Autour d’une chanson «rouge, bleu, jaune, vert» : «Au-delà de la performance, Peace, Justice & Liberty est née d’une réflexion simple, presque dérangeante. Aujourd’hui, ces mots font partie de notre quotidien. Ils sont dans notre hymne national. Nous les chantons. Nous les répétons. Mais les comprenons-nous encore vraiment ? Nos enfants savent-ils seulement ce que signifient réellement la paix, la justice et la liberté ? Car ces valeurs, aujourd’hui acquises, n’ont pas toujours existé. Elles ont été conquises. Et c’est précisément cette histoire que la chanson cherche à raconter. Chaque couplet incarne une période de l’histoire mauricienne. Le premier, en français, plonge dans l’époque coloniale française. Celle des esclaves, contraints au labeur, portant dans le silence de leurs souffrances une prière : celle de connaître un jour la paix, la justice et la liberté. Le deuxième, en anglais et porté par un rythme de marche militaire, évoque l’arrivée des troupes britanniques en 1810. L’abolition de l’esclavage marque un tournant mais la liberté reste incomplète. Le troisième couplet nous emmène vers l’arrivée des travailleurs engagés venus d’Asie. Chanté en hindi, en ourdou et en mandarin, il rend hommage à leurs sacrifices et à leur contribution à la construction du pays. Enfin, le dernier couplet, en créole et porté par un rythme de séga, célèbre l’Indépendance, ce moment où la paix, la justice et la liberté deviennent enfin une réalité pour une nation. Mais la chanson ne s’arrête pas à une célébration. Elle se termine par un rappel. «Pa blie zame disan ki’nn koule pou nou gagn lape, lazistis ek liberte… Aster gard lape, lazistis ek liberte»»

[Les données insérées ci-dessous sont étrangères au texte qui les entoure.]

PR #591, opened 2016-09-16
(maint) Update aptly check

melissa:
Previously the check to see if we were using reprepro or aptly was in
the wrong place. This was failing in such a way that all repos were
reprepro based. This commit fixes that mistake.


shrug:
@melissa Can you update the commit message with the ticket?

shrug:
👍

PR #592, opened 2016-09-19
(maint) Ensure aptly directories not hidden

melissa:
We need to access the aptly files via wget. However, wget doesn't
retrieve hidden files. This commit removes that quality of the aptly
config file and directory

### DIFF
--- a/lib/packaging/deb/repo.rb
+++ b/lib/packaging/deb/repo.rb
@@ -96,10 +96,10 @@ module Pkg::Deb::Repo
       architectures = %w(i386 amd64 arm64 armel armhf powerpc sparc mips mipsel)
       description = "Apt repository for acceptance testing"
       aptly_config_path = "#{artifact_directory}/repos/apt"
-      aptly_config_file = "#{aptly_config_path}/.aptly.conf"
+      aptly_config_file = "#{aptly_config_path}/aptly.conf"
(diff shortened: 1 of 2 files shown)


lib/packaging/deb/repo.rb
```diff
@@ -181,15 +181,17 @@ def sign_repos(target = "repos", message = "Signed apt repository")
...
-            else
+            if File.exists?("conf/distributions")
               reprepro = Pkg::Util::Tool.check_tool('reprepro')
+            else
+              aptly = Pkg::Util::Tool.check_tool('aptly')
             end
 
             if aptly
+              puts "Signing published aptly repo for #{dist}"
               Pkg::Util::Execution.ex(%Q(#{aptly} -config='../.aptly.conf' publish update -gpg-key="#{Pkg::Config.gpg_key}" #{dist} "#{Pkg::Config.project}-#{Pkg::Config.ref}-#{dist}"))
```
underscorgan: I think this will still explode if the .aptly.conf file isn't getting synced over

underscorgan:
switching the order made tests 💥

lib/packaging/deb/repo.rb
melissa: yeah, it's definitely still going to explode

PR #593, opened 2016-09-19
(maint) Change aptly rootdir to relative path

melissa:
We need this to work as an atomic unit. In order to do that, this path
needs to work on systems that aren't builds.delivery.puppetlabs.net. The
best way to do this is by referencing a relative path


melissa:
I'm open to changes for sure. Thoughts?

PR #596, opened 2016-10-18
(maint) Don't fail if nil

melissa:
We recently ran into an issue where one or the other of these values
return nil, which broke the automation. This should fix it.

### DIFF
--- a/tasks/pe_ship.rake
+++ b/tasks/pe_ship.rake
@@ -167,7 +167,7 @@ if Pkg::Config.build_pe
           fi
           ", true)
 
-        output = stdout + stderr
+        output = stdout.to_s + stderr.to_s
 
         if output.include?("ERROR:") || output.include?("There have been errors!")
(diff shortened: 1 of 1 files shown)


tasks/pe_ship.rake
```diff
@@ -167,7 +167,7 @@ if Pkg::Config.build_pe
           fi
           ", true)
 
-        output = stdout + stderr
+        output = (stdout.nil? ? '' : stdout) + (stderr.nil? ? '' : stderr)
```
mckern: I believe this is functionally identical:

```ruby
output = stdout.to_s + stderr.to_s
```

melissa: oh lovely!

underscorgan:
👍

jonathannewman:
Promotions are blocked by this.  
`irb(main):001:0> nil.to_s
=> ""
`

PR #595, opened 2016-09-22
(PA-552) OSX signing should not echo the command output

shrug:
This fixes a couple of issues with the remote_ssh_command method to prevent it from echoing output when we don't want it, and to actually return output when we want it to.

This also updates the OSX signing command to correctly exit on errors instead of proceeding and potentially silently failing while returning unsigned packages.

PR #597, opened 2016-10-19
Revert "(PA-552) OSX signing should not echo the command output"

underscorgan:
Reverts puppetlabs/packaging#595


underscorgan:
things are crashing and since we don't have output anymore it's really hard to debug.

mckern:
Will merge when Travis says OK

PR #599, opened 2016-11-12
(RE-8179) Add the ability to ubership quietly

underscorgan:
This PR includes a number of stability improvements and safety checks to make it more reliable to run pl:jenkins:uber_ship with FOSS_ONLY=true.

Still todo:

- [x]  Make ANSWER_OVERRIDE work more like the normal config parameters
- [x]  Clean up retrieve output so we can actually see the warnings
- [x]  PR to add foss_platforms to the release team build_data. -- https://github.com/puppetlabs/build-data/pull/77

### DIFF
--- a/lib/packaging/config/params.rb
+++ b/lib/packaging/config/params.rb
@@ -3,7 +3,8 @@ require "packaging/platforms"
 # These are all of the parameters known to our packaging system.
 # They are ingested by the config class as class instance variables
 module Pkg::Params
-  BUILD_PARAMS = [:apt_host,
+  BUILD_PARAMS = [:answer_override,
+                  :apt_host,
                   :apt_releases,
                   :apt_repo_command,
                   :apt_repo_name,
@@ -174,6 +175,7 @@ module Pkg::Params
   #           Note: :type is assumed :string if not present
   #
   ENV_VARS = [
+              { :var => :answer_override,         :envvar => :ANSWER_OVERRIDE },
               { :var => :apt_host,                :envvar => :APT_HOST },
               { :var => :apt_releases,            :envvar => :APT_RELEASES,    :type => :array },
               { :var => :apt_repo_path,           :envvar => :APT_REPO },
--- a/lib/packaging/config/params.rb
+++ b/lib/packaging/config/params.rb
@@ -196,7 +196,7 @@ module Pkg::Params
               { :var => :dmg_host,                :envvar => :DMG_HOST },
               { :var => :dmg_staging_server,      :envvar => :DMG_STAGING_SERVER },
               { :var => :final_mocks,             :envvar => :MOCK },
-              { :var => :foss_only,               :envvar => :FOSS_ONLY },
+              { :var => :foss_only,               :envvar => :FOSS_ONLY,       :type => :bool },
               { :var => :foss_platforms,          :envvar => :FOSS_PLATFORMS,  :type => :array },
               { :var => :gem_host,                :envvar => :GEM_HOST },
               { :var => :gpg_key,                 :envvar => :GPG_KEY },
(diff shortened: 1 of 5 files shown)


shrug:
👍

tasks/jenkins.rake
```diff
@@ -254,6 +254,7 @@ namespace :pl do
         jenkins:retrieve
         jenkins:sign_all
         uber_ship
+        ship_gem
```
melissa: isn't gem_ship included in the uber_ship task?

melissa: Wait, yeah, I don't really follow how this change adds consistency?

tasks/retrieve.rake
```diff
@@ -21,30 +21,33 @@ namespace :pl do
...
-              puts "Skipping fetch for #{platform}, #{url} has already been fetched"
-            else
-              urls[url] = true
+            begin
+              platform_path = Pkg::Util::Platform.artifacts_path(platform, package_url)
+              _, _, arch = Pkg::Util::Platform.parse_platform_tag(platform)
+              url = "#{package_url}/#{platform_path}"
               puts "Fetching: Platform = #{platform}, URL = #{url}"
-              sh "#{wget} -r -np -nH -l 0 --cut-dirs 3 -P #{local_target} --reject 'index*' #{url}/"
+              sh "#{wget} --quiet -r -np -nH -l 0 --cut-dirs 3 -P #{local_target} --reject 'index*' --accept '*#{arch}*' #{url}/"
```
melissa: should we be using wget or rsync here?

tasks/jenkins.rake
underscorgan: I removed it from the uber_ship task. It felt more consistent because if you're running uber_ship with the prompts that was happening during the uber_ship rather than after that with all the other update/deploy X tasks.

lib/packaging/config/params.rb
```diff
@@ -174,6 +175,7 @@ module Pkg::Params
   #           Note: :type is assumed :string if not present
   #
   ENV_VARS = [
+              { :var => :answer_override,         :envvar => :ANSWER_OVERRIDE },
```
underscorgan: I didn't add a type because this can be a bool or a string, and it's coerced into a bool when we actually use it, but want to be able to pass true, false, y, n, yes, no

tasks/retrieve.rake
underscorgan: I discussed this with @shrug yesterday, and while not using wget is probably better, that change is out of the scope of this PR

tasks/retrieve.rake
```diff
@@ -21,30 +21,33 @@ namespace :pl do
...
+            rescue => e
+              warn "Encountered error fetching #{platform}:"
+              warn e
```
underscorgan: Yes, as opposed to right now when it would fail.

lib/packaging/config/params.rb
melissa: Good to know

tasks/retrieve.rake
melissa: fair

tasks/retrieve.rake
melissa: hooray!

tasks/jenkins.rake
melissa: Hmm. This change makes sense from that perspective, but it still throws me off. @mckern you've spent a lot of time with this code. Do you have an opinion?

underscorgan: Yeah, this path always confused me. I felt like gems should've been their own thing but they were part of the uber_ship. I might be thinking about this wrong though.

stahnma:
👍  merge in the morning so we can watch the fallout.

PR #600, opened 2016-11-16
(maint) cleanup config printing

underscorgan:
This modifies config:print to call pl:fetch first so that you see the actual variables that will be loaded during the ship, and also adds a config:print_hosts to allow you to check where things will be shipping.

### DIFF
--- a/lib/packaging/util.rb
+++ b/lib/packaging/util.rb
@@ -104,6 +104,12 @@ module Pkg::Util
     Pkg::Util.ask_yes_or_no(true)
   end
 
+  def self.filter_configs(filter = nil)
+    return Pkg::Config.instance_values.select { |key, _| key.match(/#{filter}/) } if filter
+    Pkg::Config.instance_values
+  end
+
+
   # Construct a probably-correct (or correct-enough) URI for
   # tools like ssh or rsync. Currently lacking support for intuitive
   # joins, ports, protocols, fragments, or 75% of what Addressable::URI
--- a/lib/packaging/util.rb
+++ b/lib/packaging/util.rb
@@ -98,6 +98,10 @@ module Pkg::Util
   end
 
   def self.confirm_ship(files)
+    $stdout.puts "Artifacts will be shipped to the following hosts:"
+    Pkg::Util.filter_configs('host').each { |key, value| puts "#{key}: #{value}" }
+    $stdout.puts "Does this look right?? [y,n]"
+    Pkg::Util.ask_yes_or_no(true)
     $stdout.puts "The following files have been built and are ready to ship:"
     files.each { |file| puts "\t#{file}\n" unless File.directory?(file) }
     $stdout.puts "Ship these files?? [y,n]"
--- a/tasks/config.rake
+++ b/tasks/config.rake
@@ -1,8 +1,14 @@
 namespace :config do
   desc "print Pkg::Config values for this repo"
   task :print => 'pl:fetch' do
-    Pkg::Config.instance_values.each do |key, value|
+    Pkg::Util.filter_configs.each do |key, value|
       puts "#{key}: #{value}"
+    end
+  end
+
+  task :print_hosts => 'pl:fetch' do
+    Pkg::Util.filter_configs('host').each do |key, value|
+        puts "#{key}: #{value}"
     end
   end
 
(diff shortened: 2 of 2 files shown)


mckern:
Why not `config:print:hosts`?

trollface-png

underscorgan:
@mckern if you really want that I can...

mckern:
... actually, it does make me wonder if we should think about how the config hash is structured, down the road. Not now.

shrug:
👍

lib/packaging/util.rb
```diff
@@ -98,12 +98,25 @@ def self.ask_yes_or_no(force = false)
   end
 
   def self.confirm_ship(files)
+    $stdout.puts "This ship is going to ship to the following hosts:"
```
mckern: Wordsmithing: `"Artifacts will be shipped to the following hosts:"` ?

lib/packaging/util.rb
```diff
@@ -98,12 +98,25 @@ def self.ask_yes_or_no(force = false)
...
+    Pkg::Util.filter_configs('host').each { |key, value| puts "#{key}: #{value}" }
+    $stdout.puts "Does this look right?? [y,n]"
```
mckern: We're calling `$stdout.puts` a lot directly here. By default, `puts` will write to `$stdout` anyway; do we want to clean that up? Doesn't have to be in this PR but it's probably worth thinking about.

lib/packaging/util.rb
```diff
@@ -98,12 +98,25 @@ def self.ask_yes_or_no(force = false)
...
   end
 
+  def self.filter_configs(filter = nil)
+    if filter
+      configs = Pkg::Config.instance_values.select { |key, value| key.match(/#{filter}/) }
+    else
+      configs = Pkg::Config.instance_values
+    end
+    configs
+  end
```
mckern: Structural nitpick but we could cut down a little bit on the intermediate initialization if we jostled a few lines around:

```ruby
def self.filter_configs(filter = nil)
  return Pkg::Config.instance_values.select { |key, _| key.match(/#{filter}/) } if filter
  Pkg::Config.instance_values
end
```

This also makes our intent to discard the values in the `value` iterator, since nothing is being actively done with them.

tasks/config.rake
```diff
@@ -1,7 +1,13 @@
 namespace :config do
   desc "print Pkg::Config values for this repo"
-  task :print do
-    Pkg::Config.instance_values.each do |key, value|
+  task :print => 'pl:fetch' do
+    Pkg::Util.filter_configs.each do |key, value|
+      puts "#{key}: #{value}"
+    end
+  end
```
mckern: Neither here nor there but I find myself wondering if we should consider outputting in a machine readable serialized format like JSON or if the basic `key: value` format really is all we're going to need? Food for thought, not a blocking point.

tasks/config.rake
```diff
@@ -1,7 +1,13 @@
...
+
+  task :print_hosts => 'pl:fetch' do
+    Pkg::Util.filter_configs('host').each do |key, value|
       puts "#{key}: #{value}"
     end
```
mckern: I really like this because it's simple but it's a clever, well structured extension of prior art.

lib/packaging/util.rb
underscorgan: I may be misremembering, but IIRC there are some weird things going on between various levels of rake/ruby extraction which made this output disappear if $stdout wasn't explicit? 😢

mckern: That's entirely possible. We've got a pretty gross stack here.

lib/packaging/util.rb
underscorgan: 👍 good call. updated

lib/packaging/util.rb
underscorgan: updated

lib/packaging/util.rb
underscorgan: I don't think I want to touch this yak here.

tasks/config.rake
mckern: I'd probably make it another task entirely, and we'd just serialize it for output. Something to consider in the future, but not needed for this.

PR #603, opened 2016-12-01
(PA-552) Do not echo osx signing passphrase

underscorgan:
Using the -v flag for `security unlock-keychain` echoes the command that
will be run, which interpolates the environment variable and prints the
passphrase passed on the command line. By switching that to -q (quiet)
the output is no longer printed.


underscorgan:
Output from a test I ran is available in a comment on the [internal ticket](https://tickets.puppetlabs.com/browse/PA-552)

underscorgan:
This should be a lower-impact change than #595, so hopefully it fixes the issue without breaking everything else.

PR #604, opened 2016-12-01
(RE-8186) improved error handling

underscorgan:


lib/packaging/util/execution.rb
```diff
@@ -23,9 +23,9 @@ def success?(statusobject = $?)
     # while also raising an exception if a command does not succeed (ala `sh "cmd"`).
     def ex(command, debug = false)
       puts "Executing '#{command}'..." if debug
-      ret = `#{command}`
+      ret = `#{command} 2>&1`
```
underscorgan: @puppetlabs/release-engineering this is still definitely a wip, but opinions on whether we should be piping stderr like this, doing similar with `Open3.capture2e()`, or breaking apart stdout/stderr with `Open3.capture3()`. 

I feel like capturing both stdout and stderr together will give us the best idea for what went wrong since programs aren't always consistent about where messages go. I don't know a lot about the differences between backticks and Open3 though.

melissa: I think this is consistent with what we're currently doing in a lot of our other automation. I agree with you that capturing both sdtout and stderr together is the way to go.

As to the differences between backticks and Open3, that sounds like a line of investigation we should have. We have. We've always had issues with returning output of commands, and we've yet to actually standardize on one way of doing that. I think backticks are what we've generally been defaulting to, but beyond that, I'm not 100% sure...

melissa:
Did you grep for all the `rescue` blocks in this repo to make sure they're all being useful like those changes in this PR?

lib/packaging/util/execution.rb
underscorgan: We seem to have a mix of backticks and Open3 :\

underscorgan:
@melissa yup, I grepped for all the `rescue` blocks. I didn't print the error messages in every case (but I did test the failures to see if there were errors to print). Some cases the commands being called just didn't have any extra info.

lib/packaging/util/execution.rb
melissa: 🍤

PR #605, opened 2016-12-05
(RE-8405) Run retrieve before deleting tasks

underscorgan:


melissa:
@underscorgan could you add some description about why you're making this change?

underscorgan:
Updated!

PR #2513, opened 2026-06-09
Fix/quizverse live banner public event window

intelli-verse-x-health-tech:


mofirouz:
We are permanently blocking Intelliverse and all their employees from opening PRs on Nakama.

PR #2517, opened 2026-06-19
Annotations for non-hook initializer module methods

yinnie:
Before we add the methods to the Function Reference page, we need to add annotations. 
This is part 1. for the non-hooks.  For review before getting the rest. 

https://linear.app/heroiclabs/issue/DX-1327/add-nakama-initializer-module-api-to-function-ref-page


server/runtime_go.go
```diff
@@ -90,21 +94,38 @@ func (ri *RuntimeGoInitializer) GetConfig() (runtime.Config, error) {
...
+// @group events
+// @summary Register a function that is triggered when client sessions end.
+// @param fn(type=function) The function to execute when a client session ends.
+// @return error(error) An optional error value if an error occurred.
 func (ri *RuntimeGoInitializer) RegisterEventSessionEnd(fn func(ctx context.Context, logger runtime.Logger, evt *api.Event)) error {
 	ri.sessionEndFunctions = append(ri.sessionEndFunctions, fn)
 	return nil
 }
 
+// @group registration
```
sesposito: I think rpc is a better group descriptor here.
```suggestion
// @group rpc
```

server/runtime_go.go
```diff
@@ -2734,6 +2763,10 @@ func (ri *RuntimeGoInitializer) RegisterMatchmakerOverride(fn func(ctx context.C
 	return nil
 }
 
+// @group matchmaker
+// @summary Register a custom matchmaker processor function. Receives matchmaker entries and returns groups of entries that should be matched together.
```
sesposito:
```suggestion
// @summary Register a custom matchmaker processor function. Receives entire pool of matchmaker entries and returns groups of entries that should be matched together.
```

server/runtime_go.go
```diff
@@ -2814,10 +2875,25 @@ func (ri *RuntimeGoInitializer) RegisterSubscriptionNotificationGoogle(fn func(c
...
+// @param sortableFields(type=[]string) The fields that can be used for sorting query results.
+// @param maxEntries(type=int) The maximum number of entries to keep in the index.
+// @param indexOnly(type=bool) If true, objects are indexed but not persisted to storage.
+// @return error(error) An optional error value if an error occurred.
 func (ri *RuntimeGoInitializer) RegisterStorageIndex(name, collection, key string, fields []string, sortableFields []string, maxEntries int, indexOnly bool) error {
 	return ri.storageIndex.CreateIndex(context.Background(), name, collection, key, fields, sortableFields, maxEntries, indexOnly)
 }
 
+// @group storage
+// @summary Register a filtering function for a storage index. The filter determines whether a storage object should be included in the index.
```
sesposito:
```suggestion
// @summary Register a filtering function for a storage index. The filter determines whether a storage object should be included or skipped/removed from the index (if present).
```

sesposito (approved):
A few minor suggestions, but otherwise nice work in adding these missing annotations @yinnie 👍

PR #2519, opened 2026-06-23
Fix Apple JWS IAP persist flag

sesposito:


server/core_purchase.go
```diff
@@ -85,30 +85,45 @@ func ValidatePurchasesApple(ctx context.Context, logger *zap.Logger, db *sql.DB,
...
-		Environment:      env,
-		SeenBefore:       dbPurchase.seenBefore,
-	}
+
+	validatedPurchase.UserId = suid
+	validatedPurchase.SeenBefore = dbPurchase.seenBefore
+	validatedPurchase.CreateTime = timestamppb.New(dbPurchase.createTime)
+	validatedPurchase.UpdateTime = timestamppb.New(dbPurchase.updateTime)
+	validatedPurchase.RefundTime = timestamppb.New(dbPurchase.refundTime)
+	validatedPurchase.ProviderResponse = ""
```
Calm0: Do we want this to be empty?

sesposito: This field makes sense for non-JWS receipts so the caller can inspect any further details from the provider response if he needs to, but since JWS validation happens without external requests, returning the receipt back to the caller didn't seem particularly useful, that's why it's being set to empty. Purchases/Subscription listing operations would still return the attached receipt.

Calm0: Ah yes makes sense, maybe a small comment and setting it in the non persist path as well to show that it's intentional?

Calm0 (approved):

PR #2540, opened 2026-08-13
Fix tournament haystack previous cursor

yaosongding:
## Summary

Fixes a copy-paste bug in `TournamentRecordsHaystack` where the **previous cursor** was assigned the value of the **next cursor**:

```go
// before
tournamentRecordList := &api.TournamentRecordList{Records: results.Records, NextCursor: results.NextCursor, PrevCursor: results.NextCursor, RankCount: results.RankCount}
// after
tournamentRecordList := &api.TournamentRecordList{Records: results.Records, NextCursor: results.NextCursor, PrevCursor: results.PrevCursor, RankCount: results.RankCount}
```

## Impact

Clients paginating backward through `ListTournamentRecordsAroundOwner` receive a next-page cursor where a previous-page cursor belongs. Following the returned `prev_cursor` lands on the **next** page (duplicated forward navigation), and when the leaderboard end leaves no next cursor, no previous cursor is returned at all — backward pagination is broken in both cases.

## Evidence

- Introduced in `5666361a` ("Add leaderboard record list around owner cursors", #877, 2022) and present since. The sibling path in the **same file** — `TournamentRecordsList` (`core_tournament.go`) — already maps `PrevCursor: records.PrevCursor` correctly, as does `LeaderboardRecordsHaystack` (`core_leaderboard.go`). Only the haystack wrapper dropped it.
- The source value `results.PrevCursor` has been correct and populated the entire time — only the tournament wrapper dropped it.
- Verified with git history: the line was introduced once and never touched since.

## Test

Adds `TestApiTournamentHaystack` (`server/api_tournament_test.go`), an API-level test that:

1. Creates a non-authoritative tournament with `enable_ranks`
2. Writes 5 records via `WriteTournamentRecord` (scores 10–50, so the owner at score 30 sits at rank 3)
3. Queries `ListTournamentRecordsAroundOwner` from the middle with a small limit (3)
4. Asserts the middle page contains exactly the records around the owner — scores 40, 30, 20 with ranks 2, 3, 4 — and that `PrevCursor != NextCursor`
5. Asserts following `prev_cursor` returns the single record ranked **above** the middle page (score 50, rank 1), and following `next_cursor` returns the single record ranked **below** (score 10, rank 5)
6. Asserts the three pages together cover all five records exactly once

Verified: test FAILS on the buggy code (the cursor-inequality assertion and the previous-page content assertion both fail — the buggy `prev_cursor` returns the score-10 record instead of the score-50 record), PASSES with the fix.

## Verification

- `go build ./server/` — passes
- `golangci-lint run --new-from-rev=master ./server/` — 0 issues
- New test passes with the fix, fails without it (red-green verified)

### DIFF
--- a/server/api_tournament_test.go
+++ b/server/api_tournament_test.go
@@ -1,0 +1,170 @@
+// Copyright 2026 The Nakama Authors
+//
+// Licensed under the Apache License, Version 2.0 (the "License");
+// you may not use this file except in compliance with the License.
+// You may obtain a copy of the License at
+//
+// http://www.apache.org/licenses/LICENSE-2.0
+//
+// Unless required by applicable law or agreed to in writing, software
+// distributed under the License is distributed on an "AS IS" BASIS,
+// WITHOUT WARRANTIES OR CONDITIONS OF ANY KIND, either express or implied.
+// See the License for the specific language governing permissions and
+// limitations under the License.
+
+package server
+
+import (
+	"context"
+	"database/sql"
+	"fmt"
+	"syscall"
+	"testing"
+	"time"
+
+	"github.com/gofrs/uuid/v5"
+	"github.com/heroiclabs/nakama-common/api"
+	"github.com/heroiclabs/nakama/v3/apigrpc"
+	"github.com/stretchr/testify/require"
+	"google.golang.org/grpc"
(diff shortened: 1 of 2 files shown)


sesposito (approved):
Hi @yaosongding, thank you for your contribution; LGTM we'll merge it 👍

PR #2542, opened 2026-08-20
Add named multi FleetManager support

andresfelipemendez:
Add `RegisterFleetManagerByName` and `GetFleetManagerByName` to allow for registering multiple fleet managers and get them by key

Existing `RegisterFleetManager` and `GetFleetManager` register it using an empty string

### DIFF
--- a/server/runtime_go.go
+++ b/server/runtime_go.go
@@ -3625,9 +3625,6 @@ func (ri *RuntimeGoInitializer) RegisterFleetManagerByName(name string, fleetMan
 	if fleetManager == nil {
 		return errors.New("fleet manager cannot be nil")
 	}
-	if _, found := ri.fleetManagers[name]; found {
-		return fmt.Errorf("fleet manager %q is already registered", name)
-	}
 	if err := fleetManager.Init(ri.nk, ri.fmCallbackHandler); err != nil {
 		return fmt.Errorf("failed to run fleet manager Init function: %s", err.Error())
 	}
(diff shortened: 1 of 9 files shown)


vendor/github.com/blugelabs/bluge/search/search.go
sesposito, line 1: We'll need to revert this change

server/runtime_go.go
```diff
@@ -3755,6 +3764,8 @@ func NewRuntimeProviderGo(ctx context.Context, logger, startupLogger *zap.Logger
 		matchLock: matchLock,
 
 		fmCallbackHandler: fmCallbackHandler,
+
+		fleetManagers: nk.fleetManagers,
```
sesposito: I think we're setting fleetManagers from `nk.fleetManagers`, but the initializer registers them in `ri.fleetManagers`

server/runtime_go.go
```diff
@@ -3613,16 +3613,25 @@ func (ri *RuntimeGoInitializer) RegisterStorageIndexFilter(indexName string, fn
...
+// @param name(type=string) The name to register the fleet manager under. The empty name is the default.
+// @param fleetManager(type=runtime.FleetManagerInitializer) The fleet manager implementation to register.
+// @return error(error) An optional error value if an error occurred.
+func (ri *RuntimeGoInitializer) RegisterFleetManagerByName(name string, fleetManager runtime.FleetManagerInitializer) error {
 	if fleetManager == nil {
 		return errors.New("fleet manager cannot be nil")
 	}
+	if _, found := ri.fleetManagers[name]; found {
+		return fmt.Errorf("fleet manager %q is already registered", name)
+	}
```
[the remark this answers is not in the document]
sesposito: Just to make it consistent with our other Register* APIs, I think we want to just overwrite if called twice for the same namespace.

sesposito (changes requested):
@andresfelipemendez left a few comments. Can you please also double check if we emit a log when a FM is registered? If not, we should 🙏

server/runtime_go.go
andresfelipemendez: changes to initialize empty map

sesposito (approved):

Il était une fois... «C’est une histoire qui commence bien avant le 12 mars. Pour comprendre, il faut remonter bien plus loin. Au cœur de cette aventure se trouve Rishi Nursimulu, fondateur de Dukesbridge, mais avant tout musicien. C’est l’histoire d’un enfant qui découvre le clavier à cinq ans, puis la guitare, le violon et la flûte traversière. C’est l’histoire d’un adolescent qui dirigeait déjà une chorale à 13 ans. On lui avait conseillé de choisir entre les études ou la musique, il a choisi les deux. Lauréat en Économie, avec une carrière internationale en finance, il est retourné à Maurice en 2014 avec une idée simple mais ambitieuse : créer une école différente. Une école où l’on apprend aussi à ressentir, à s’exprimer, à créer.»